# [Your task]
Output each record below exactly, and include all of them.

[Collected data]
● ● ● ● ● ● ●

Issue #733, opened 2019-01-25
Consider stripping punctuation and special characters from strings before doing enum mapping.


ohinds:
To prevent things like:
    'ASIAN / PACIFIC ISLANDER': Race.ASIAN,
    'ASIAN / PACIFIC ISLANDER/': Race.ASIAN,

KareemG:
I've run into a similar case, where the normalize function (seen in #756) isn't enough . For example:

'NO BOND - MUST SEE PRETRIAL': BondType.NO_BOND,
'NO BOND - SENTENCED': BondType.NO_BOND,

A solution I was thinking about was refactoring from a 1-1 enum_mapping to enum_predicates (or maybe support both?). So maybe something like:
```
_DATA_MASSAGER = {
    ChargeStatus.PENDING: [
        lambda x : x == 'OPEN',
    ],
    BondType.CASH: [
        lambda x : x == 'FULL CASH',
    ],
    BondType.NO_BOND: [
        lambda x : x.startswith('NO BOND'),
    ]
}
```

I was thinking this might also simplify the manual charge info manipulations seen in us_in_vigo, but perhaps it needs more use cases.

PR #756, opened 2019-01-28
common_utils.normalize

jamwalla:
move `normalize` from converter_utils to common_utils, so that it can be called by enum `from_str`s. When we figure out #733, this is a centralized place to do that.


recidiviz/common/common_utils.py
```diff
@@ -21,9 +21,19 @@
...
 def is_generated_id(id_str: Optional[str]) -> bool:
     return id_str is not None and id_str.endswith(_GENERATED_ID_SUFFIX)
+
+
+def normalize(s: str) -> str:
+    """Normalizes whitespace within the provided string by converting all groups
+    of whitespaces into ' ', and uppercases the string."""
+    if s is None or s == '' or s.isspace():
+        raise ValueError(
+            'function normalize should never be called with None or an empty '
```
zacharylawrence: Nit: Thoughts on something like "Cannot normalize None or Empty String" since then it might fit on one line? Not a big deal and I'm fine with it as is if you like that more.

● ● ● ● ● ● ●

# [Answer for this exercise]
Issue #733, opened 2019-01-25
Consider stripping punctuation and special characters from strings before doing enum mapping.


ohinds:
To prevent things like:
    'ASIAN / PACIFIC ISLANDER': Race.ASIAN,
    'ASIAN / PACIFIC ISLANDER/': Race.ASIAN,

KareemG:
I've run into a similar case, where the normalize function (seen in #756) isn't enough . For example:

'NO BOND - MUST SEE PRETRIAL': BondType.NO_BOND,
'NO BOND - SENTENCED': BondType.NO_BOND,

A solution I was thinking about was refactoring from a 1-1 enum_mapping to enum_predicates (or maybe support both?). So maybe something like:
```
_DATA_MASSAGER = {
    ChargeStatus.PENDING: [
        lambda x : x == 'OPEN',
    ],
    BondType.CASH: [
        lambda x : x == 'FULL CASH',
    ],
    BondType.NO_BOND: [
        lambda x : x.startswith('NO BOND'),
    ]
}
```

I was thinking this might also simplify the manual charge info manipulations seen in us_in_vigo, but perhaps it needs more use cases.

PR #756, opened 2019-01-28
common_utils.normalize

jamwalla:
move `normalize` from converter_utils to common_utils, so that it can be called by enum `from_str`s. When we figure out #733, this is a centralized place to do that.


recidiviz/common/common_utils.py
```diff
@@ -21,9 +21,19 @@
...
 def is_generated_id(id_str: Optional[str]) -> bool:
     return id_str is not None and id_str.endswith(_GENERATED_ID_SUFFIX)
+
+
+def normalize(s: str) -> str:
+    """Normalizes whitespace within the provided string by converting all groups
+    of whitespaces into ' ', and uppercases the string."""
+    if s is None or s == '' or s.isspace():
+        raise ValueError(
+            'function normalize should never be called with None or an empty '
```
zacharylawrence: Nit: Thoughts on something like "Cannot normalize None or Empty String" since then it might fit on one line? Not a big deal and I'm fine with it as is if you like that more.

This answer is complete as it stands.